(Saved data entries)
PR #1291, opened 2023-08-15
Vector - error-free usage when length = 0

zatkins-dev:
This PR addresses the same issue as #1290. 

It differs by changing the behavior of `CeedVectorHasValidArray` to always output `true` for length `0` vectors.
Additional changes are made to short-circuit calls to most functions in the `CeedVector` interface when a vector has length `0`.
This ensures that calls to `CeedVector*` with an empty `CeedVector` will not cause crashes, regardless of the backend.

This PR also adds test cases for most `t1*-vector` tests for length `0` vectors.

### DIFF
--- a/tests/t101-vector.c
+++ b/tests/t101-vector.c
@@ -1,8 +1,12 @@
 /// @file
 /// Test CeedVectorSetValue
 /// \test Test CeedVectorSetValue
+
+//TESTARGS(name="length 10") {ceed_resource} 10
+//TESTARGS(name="length 0") {ceed_resource} 0
 #include <ceed.h>
 #include <stdio.h>
+#include <stdlib.h>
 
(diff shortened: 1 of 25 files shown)


tests/t101-vector.c
```diff
@@ -1,8 +1,12 @@
 /// @file
 /// Test CeedVectorSetValue
 /// \test Test CeedVectorSetValue
+
+//TESTARGS(name="length 10") {ceed_resource} 10
```
jeremylt, line 5: Can you double check the minimum number of tests we need to add a length 0 version of so we don't add more test time than we strictly need?

zatkins-dev: sure, I figured they weren't all necessary

zatkins-dev: okay, I think that I've slimmed it down

jeremylt (approved):
Thanks!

Task to carry out » Where does "when" appear in the records above? Copy every line that has it.

Solution for this exercise »
Vector - error-free usage when length = 0
Additional changes are made to short-circuit calls to most functions in the `CeedVector` interface when a vector has length `0`.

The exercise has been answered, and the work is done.